Insider knowledge and common pitfalls to avoid

Insider Knowledge
February 1 dominates Greensboro's civic calendar, bigger than any national holiday, because four NC A&T students rewrote American history on South Elm Street. Plan accordingly. The anniversary week drags a weight across downtown Greensboro that the rest of the year can't match. The International Civil Rights Center packs its schedule in that window, give yourself an extra half-day and you'll be glad you did. Skip the wrong turn. Greensboro's restaurant scene splits cleanly into two corridors: Elm Street downtown and the Battleground Avenue stretch northwest, roughly between Friendly Shopping Center and the UNCG campus. Downtown packs the bars and newer spots, loud, packed, sometimes brilliant. Battleground Avenue keeps the older institutions, including Stamey's, and it is where locals eat when they want a reliable meal rather than an event. The two zones sit 3 miles (5 km) apart. Know the difference or you'll circle the city at 12:30 PM hunting Piedmont barbecue that isn't there. Ice storms hit Greensboro fast. Check the forecast the night before any outing. If you see 'wintry mix' or 'freezing rain,' scrap outdoor plans immediately. The Piedmont's trick: ice coats roads without snow's white warning. Pavement looks wet, until it isn't. By noon before storms, local grocery stores run empty of bread and milk. Spot that happening? Stock your hotel room supplies now. February. East Market Street. NC A&T State University's campus hums with a pulse you won't catch in July. The historically Black university stands architecturally cohesive, historically significant. Students move with purpose, civic pride mixes with raw intellectual engagement during Black History Month. This energy? Summer can't touch it. Walk the grounds. No appointment needed for the campus gallery and museum, they're open, waiting.
Avoid These Mistakes
Greensboro doesn't do mild winters. The city sits at 900 feet (274 m) elevation in the NC Piedmont, far enough inland that Atlantic moderation never shows up. February brings below-freezing nights like clockwork. Pack for Charleston or Miami weather and you'll freeze. Think Washington, D.C. in February instead, cold with occasional ice, variable, and occasionally sharp.

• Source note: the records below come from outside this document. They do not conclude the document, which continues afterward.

PR #1521, opened 2024-02-01
Update to latest Go versions

ashb:
Also switch from using deprecated CircleCI images in favour of the new ones


neel-astro (approved):

neel-astro:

Don't rush the International Civil Rights Center. The classic mistake? 45 minutes, a quick photo, gone. Wrong. The preserved lunch counter sits in the original Woolworth's building, lower level, and it demands stillness. Sit. Look. Listen. Tourists who sprint through call it interesting. Those who stay for the full guided tour, who give themselves the full 90 minutes, walk out changed. That extra hour and a half makes the difference between checking a box and understanding what happened right there. Don't skip High Point. The High Point Museum and downtown design district pack more American manufacturing and design history into one square mile than you'll find anywhere else. Thirty minutes on I-85 from Greensboro, straight, fast, done. February works best. The showroom district goes quiet, so some dealers let retail browsers wander through spaces that trade-show months lock down tight.